Y es que efectivamente, el alboroto periódico que se suscita en torno al fin del mundo, haciendo mancuerna con ciertas fechas enigmáticas, no logra cambiar en nada el mundo en que vivimos; se trata de un falso temor que no modifica la existencia, de una efímera psicosis colectiva que a lo más, asusta pero no transforma. Pasó el 12 del 12 del 12 y nada…seguramente pasará el 21 de diciembre, cuyo solsticio es el último en el calendario maya, y nada… No se acaba el mundo, y lo que es peor, tampoco mejora.

Hoy estamos celebrando el tercer domingo del tiempo de adviento, tiempo que nos dispone a celebrar y agradecer la venida del Hijo de Dios en nuestra carne, y que a su vez, nos recuerda ese permanente adviento que es la vida del hombre que aguarda la llegada en plenitud de su Señor.

Se supone que conforme avanza el adviento, el corazón del creyente se encuentra más preparado a la venida de Cristo; se supone que la conciencia se ha purificado en el manantial de la misericordia de Dios y que hemos confrontado nuestra vida para mejorarla; se supone que hemos detectado las fallas que hasta hoy hemos cometido y que conocemos mejor los puntos débiles que nos hacen flaquear.

No podemos permitirnos, queridos hermanos y hermanas, recorrer todo el adviento y permanecer igual que antes, igual que siempre; no podemos permitirnos acercarnos al fin de un año más sin caer en la cuenta de la brevedad de esta vida y en la urgencia de recuperar lo importante; no podemos permitirnos sobrevivir a muchos “fin del mundo”, y que nuestro anquilosado y malicioso mundo sigan inamovible y floreciente.

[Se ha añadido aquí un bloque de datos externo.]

PR #137, opened 2022-11-04
Fix unhandled event loop exception when binary parser is not in plugin.xml

jonahgraham:
If a .cproject references a binary parser ID that is not in the plug-in XML, or in the XML, but marked as private, the UI cannot display the binary parsers and was raising an ArrayIndexOutOfBoundsException as below.

This fix rewrites the array handling using collections.

```java
!ENTRY org.eclipse.ui 4 0 2022-11-04 09:44:27.409
!MESSAGE Unhandled event loop exception
!STACK 0
java.lang.ArrayIndexOutOfBoundsException: Index 7 out of bounds for length 7
	at org.eclipse.cdt.ui.newui.BinaryParsTab.updateData(BinaryParsTab.java:253)
	at org.eclipse.cdt.ui.newui.AbstractCPropertyTab.setVisible(AbstractCPropertyTab.java:253)
	at org.eclipse.cdt.ui.newui.BinaryParsTab.setVisible(BinaryParsTab.java:221)
	at org.eclipse.cdt.ui.newui.AbstractCPropertyTab.handleTabEvent(AbstractCPropertyTab.java:630)
	at org.eclipse.cdt.ui.newui.AbstractPage.updateSelectedTab(AbstractPage.java:412)
	at org.eclipse.cdt.ui.newui.AbstractPage$4.widgetSelected(AbstractPage.java:382)
```

This is needed more-so now so that the changes proposed in #135 doesn't cause the above exception if a project references the old ID. 

Steps to reproduce the bug:

1. Create a project without #135 merged
2. In Project Build Settings, check some of the deprecated binary parsers:

image

3. Open the above project with #135 merged and open the binary parsers page
4. Observe the above mentioned exception in the log and the binary parser list is empty:

image

The same could be observed by opening a project created with some third-party plug-in that defines such a binary parser and then opening that project without the third-party plug-in installed.

### DIFF
--- a/core/org.eclipse.cdt.ui/src/org/eclipse/cdt/ui/newui/BinaryParsTab.java
+++ b/core/org.eclipse.cdt.ui/src/org/eclipse/cdt/ui/newui/BinaryParsTab.java
@@ -13,9 +13,16 @@
  *******************************************************************************/
 package org.eclipse.cdt.ui.newui;
 
+import java.util.ArrayList;
+import java.util.Arrays;
 import java.util.HashMap;
 import java.util.Iterator;
+import java.util.LinkedHashSet;
+import java.util.List;
 import java.util.Map;
+import java.util.Map.Entry;
+import java.util.Objects;
+import java.util.Set;
 
 import org.eclipse.cdt.core.CCorePlugin;
 import org.eclipse.cdt.core.model.CoreModelUtil;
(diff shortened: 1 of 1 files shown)


core/org.eclipse.cdt.ui/src/org/eclipse/cdt/ui/newui/BinaryParsTab.java
```diff
@@ -224,42 +231,38 @@ public void setVisible(boolean _visible) {
...
+					}
+				}
 			}
-			if (ids == null)
-				ids = new String[0]; // no selection
 		} else { // project
 			ICConfigurationDescription[] cfgs = page.getCfgsEditable();
-			ids = CoreModelUtil.getBinaryParserIds(cfgs);
-		}
-		Object[] data = new Object[configMap.size()];
```
jonahgraham, line 240: The key error is that size of data was wrong, it assumed that it needed to be the size of all plugin.xml defined binary parsers. It didn't account for ids having other ids, so the i variable below would be over incremented.

All this is solved by removing hard coded array sizes.

ruspl-afed (approved):
LGTM

PR #120, opened 2022-10-26
More test stability fixes

jonahgraham:
More work on #117

PR #138, opened 2022-11-06
Enhance memory data initialization checks

jld01:


dsf-gdb/org.eclipse.cdt.dsf.gdb/src/org/eclipse/cdt/dsf/gdb/service/GDBMemory.java
```diff
@@ -314,7 +316,13 @@ public void eventDispatched(IExitedDMEvent event) {
 	@Override
 	public int getAddressSize(IMemoryDMContext context) {
 		Integer addressSize = fAddressSizes.get(context);
-		return (addressSize != null) ? addressSize.intValue() : 8;
+		assert addressSize != null;
```
ruspl-afed, line 319: I'm not sure regarding `assert` here, since further code handles the case under assertion as expected situation

dsf-gdb/org.eclipse.cdt.dsf.gdb/src/org/eclipse/cdt/dsf/gdb/service/GDBMemory.java
```diff
@@ -323,7 +331,13 @@ public int getAddressSize(IMemoryDMContext context) {
 	@Override
 	public int getAddressableSize(IMemoryDMContext context) {
 		Integer addressableSize = fAddressableSizes.get(context);
-		return (addressableSize != null) ? addressableSize.intValue() : 1;
+		assert addressableSize != null;
```
ruspl-afed, line 334: I'm not sure regarding `assert` here, since further code handles the case under assertion as expected situation

jld01: I'm mirroring `isBigEndian()` in the same class here. All launch sequences _should_ initialize memory data but there may be some old 3rd party launch sequences that still do not call the required method. We continue to permit this in released code (assertions disabled) but the `assert` makes it clear to extenders that they must make changes.

ruspl-afed (approved):
LGTM

jonahgraham (approved):
LGTM - BTW the failed test (testClassInUnnamedNamespace) is one of those covered in #117 and will hopefully never be seen again once I merge #120 :-)

jld01:
Thank you for the reviews @ruspl-afed and @jonahgraham.

PR #141, opened 2022-11-06
Fix for "Need to hold a write lock to clear result caches assertion error"

jonahgraham:
This is a PR to work on issue #128. Until #120 is merged it also includes all those changes.


jonahgraham:
Great :-( - with the extra logging the tests don't seem to fail.

jonahgraham:
The fix is in #146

Si en realidad queremos que este adviento no se sume a los muchos que hemos vivido ya y que no pasan de alterar la apariencia de nuestros hogares y de las calles, y no pasan de afectar la economía y hacer más difícil la cuesta del nuevo año; si queremos que la navidad no se reduzca a una fecha de calendario que una vez vivida nos despierta a la cruda realidad de siempre, no dejemos de escuchar con el corazón abierto y sin barreras, la Palabra que Dios nos dirige, la constante voz que clama en nuestros desiertos urbanos, las interrogantes que nos lanza certeramente para confrontar la vida. Dichosos los que aún se preguntan –como lo hacen los personajes del evangelio a Juan el Bautista-, ¿qué tenemos que hacer? ¿qué es preciso cambiar para cuando llegue el Mesías nos encuentre dignos de su reinado? ¿qué hemos dejado pasar en nuestra vida que nos priva de la paz, de la alegría y de la salvación que anhelamos profunda-mente?

Hoy el Bautista nos da la clave para convertirnos a Dios, y a su vez, nos revela el secreto para que podamos vivir el mandato del Apóstol Pablo: ¡Estén siempre alegres! Deseo vivamente que este tiempo de gracia nos muestre el camino de la verdadera alegría, aquella alegría que se hace eterna en la presencia de Dios.

1. SÓLO LA MATERIA PRIMA

El Evangelio de hoy comienza directamente con preguntas. Estas interrogantes son lanzadas al Bautista por tres sectores diferentes: gente del pueblo, publicanos y soldados. Cada voz es diferente, pero la pregunta es siempre la misma: ¿qué debemos hacer?

Resulta que muchos han escuchado las exhortaciones de Juan, muchos se han sentido cuestionados por su manera de hablar y la dureza de sus palabras; han sentido quizá escalofríos al escuchar que los llama raza de víboras, que les exige a cambio de sus hipocresías los frutos sinceros de arrepentimiento, que les prohíbe acallar sus conciencias con meras invocaciones huecas y superfluas; le ha calado hondo la advertencia de que el árbol que no produzca buenos frutos será arrancado y arrojado al fuego.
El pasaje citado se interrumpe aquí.